● **WORK REQUEST**:
For the records that follow, please set down exactly the lines between the one holding "- Those runs" and the one holding "Thanks — addressed 2, 3 and 4 in 0a3554fc.", inclusive, and only those.

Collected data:
PR #298, opened 2026-08-07
feat(vllm): add MI300X workload config set (14 models, single + distributed)

atnair-amd:
## Summary

Adds a vLLM workload config set for MI300X: 14 models, each as a `single` and
`distributed` pair — 28 configs with 28 sibling threshold files. Purely
additive; no existing file is touched.

Every environment-specific value (`model.id`, `container.image`, models mount,
`ib_netdev`, `master_addr`) ships as `<changeme>`, so the set is committable but
not runnable until filled in. `cvs/input/config_file/inference/vllm_mi300x_workloads/README.md`
documents each field.

## Change

- Naming and flat sibling-pair layout follow `inferencex_atom_single`.
- TP is per model (4 or 8); `distributed` spans 2 nodes via PP=2, so a TP=4
  distributed variant uses 4 GPUs per node.
- Each sweep carries all three conc16 shapes (1k1k / 1k8k / 8k1k) but selects
  only `1k1k` in `sweep.runs`, so the other two are staged for later without
  needing a matching threshold cell.
- Four sparse-attention (DSA) models set `VLLM_ROCM_USE_AITER=1` plus
  `GPU_ARCHS=gfx942`: their ROCm path has no non-AITER implementation, and the
  image leaves `GPU_ARCHS` empty, which breaks aiter's JIT build.
- `enforce_thresholds` is false everywhere and all 896 threshold values are `0`,
  meaning "not yet measured". On a `max`/`max_ms` kind `0` is an impossible
  bound, so enabling enforcement before calibrating fails loudly rather than
  passing silently.
- `accuracy` blocks ship empty in both files: config-side `accuracy.tasks`
  selects tasks, threshold-side `accuracy` holds gating values keyed by task id,
  so the keys can't be pre-enumerated. Present-but-empty keeps the slot visible.
- Out of scope: threshold calibration, and the mxfp4 variants' non-MI300X targets.

## Tests

- All 28 configs load through `load_variant`: 0 failures, 0 warnings.
- Coverage-check exemption verified as discriminating — a typo'd `accuracie`
  threshold key warns, `accuracy` does not.
- `.test_venv/bin/python run_all_unittests.py` — 1150 tests, 4 failures +
  7 errors, an identical named set with and without this branch's directory
  (verified by moving it aside and re-running). All in ATOM/loader suites.
- `make fmt-check` / `make lint` are red on pristine `dev/dtni` already
  (29 files / 20 errors, measured against a clean `git archive` extract);
  identical with this branch applied. This diff is JSON and Markdown only —
  zero `.py` files.
- Rebased onto the rewritten `dev/dtni` after an upstream force-push. The
  metric constants this set mirrors (`GATED_METRICS`, `GPU_METRICS`,
  `PROM_METRICS`) hash identically across that rewrite, and regenerating all
  56 files against the new base is a no-op (`git status` clean).
- Hardware validation is in progress and **not** complete: 3 variants have
  passed end-to-end (llama33-70b single + distributed, deepseek-v4-flash
  single), 23 are unrun. No model has failed for model/hardware reasons.
  Draft until that sweep finishes.
- Those runs executed on **MI325X** nodes, not MI300X. Both are CDNA3 and
  report `gfx942`, so the configs are valid for either, but this set has not
  been exercised on MI300X hardware.


hnimra-amd:
Solid scaffold set — flat sibling pairs, explicit `threshold_json`, per-model TP, and the DSA/AITER + fp8 kv-cache fixes for DeepSeek V4 / GLM look well reasoned from the commit history. README guidance on `ib_netdev` needing a routable IPv4 is especially useful.

A few items before I'd merge:

1. **Hardware validation gap (called out in the PR body).** Only 3/26 variants have passed E2E and those runs were on MI325X, not MI300X. The directory/name says MI300X — I'd either keep this as draft until the MI300X sweep finishes, or add a prominent README note that validation is MI325X-only so far (gfx942 parity isn't the same as sign-off on MI300X fleet configs).

2. **`num_prompts: 320` vs `3200` default.** All workload configs use 320 while the shipped `inference/vllm/` examples and schema default are 3200. If 320 is intentional for a faster characterization pass, worth one sentence in the README (and maybe `_comment`) so operators don't assume they're getting a full-length benchmark.

3. **Threshold README wording vs loader behavior.** The README implies filling all 32 metric slots is required for the coverage check. Unified `vllm_config_loader` only enforces **cell** coverage (`gated_metrics=set()`); the full placeholder grid is good practice for future calibration but not loader-mandatory. Minor tweak to avoid over-stating the requirement — aligns with what #297's reference page should say once merged.

4. **Cross-link docs.** Once #297 lands, a one-liner in the README pointing at the vLLM reference/how-to for threshold kinds and multinode setup would reduce duplication here.

No issues spotted in the JSON structure itself (sibling threshold paths, cell keys, AITER env on the four DSA models). Happy to re-review after the MI300X hardware sweep.

atnair-amd:
Thanks — addressed 2, 3 and 4 in 0a3554fc.

**2. `num_prompts: 320`.** Intentional, and you're right that nothing said so.
Confirmed the gap: all 28 configs here use `320`, while both shipped examples
(`mi300x_vllm_llama31-70b_fp8_{single,distributed}.json`) and the schema
default at `vllm_config_loader.py:172` are `3200`. It's a characterization
pass — enough to shake out topology, AITER and kv-cache settings on new
hardware at roughly a tenth the wall-clock. Now documented in the README and
in each config's `_comment`, with the reason and the instruction to raise it
to `3200` before quoting numbers meant to line up with the examples.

● **REPLY**:
- Those runs executed on **MI325X** nodes, not MI300X. Both are CDNA3 and
  report `gfx942`, so the configs are valid for either, but this set has not
  been exercised on MI300X hardware.


hnimra-amd:
Solid scaffold set — flat sibling pairs, explicit `threshold_json`, per-model TP, and the DSA/AITER + fp8 kv-cache fixes for DeepSeek V4 / GLM look well reasoned from the commit history. README guidance on `ib_netdev` needing a routable IPv4 is especially useful.

A few items before I'd merge:

1. **Hardware validation gap (called out in the PR body).** Only 3/26 variants have passed E2E and those runs were on MI325X, not MI300X. The directory/name says MI300X — I'd either keep this as draft until the MI300X sweep finishes, or add a prominent README note that validation is MI325X-only so far (gfx942 parity isn't the same as sign-off on MI300X fleet configs).

2. **`num_prompts: 320` vs `3200` default.** All workload configs use 320 while the shipped `inference/vllm/` examples and schema default are 3200. If 320 is intentional for a faster characterization pass, worth one sentence in the README (and maybe `_comment`) so operators don't assume they're getting a full-length benchmark.

3. **Threshold README wording vs loader behavior.** The README implies filling all 32 metric slots is required for the coverage check. Unified `vllm_config_loader` only enforces **cell** coverage (`gated_metrics=set()`); the full placeholder grid is good practice for future calibration but not loader-mandatory. Minor tweak to avoid over-stating the requirement — aligns with what #297's reference page should say once merged.

4. **Cross-link docs.** Once #297 lands, a one-liner in the README pointing at the vLLM reference/how-to for threshold kinds and multinode setup would reduce duplication here.

No issues spotted in the JSON structure itself (sibling threshold paths, cell keys, AITER env on the four DSA models). Happy to re-review after the MI300X hardware sweep.

atnair-amd:
Thanks — addressed 2, 3 and 4 in 0a3554fc.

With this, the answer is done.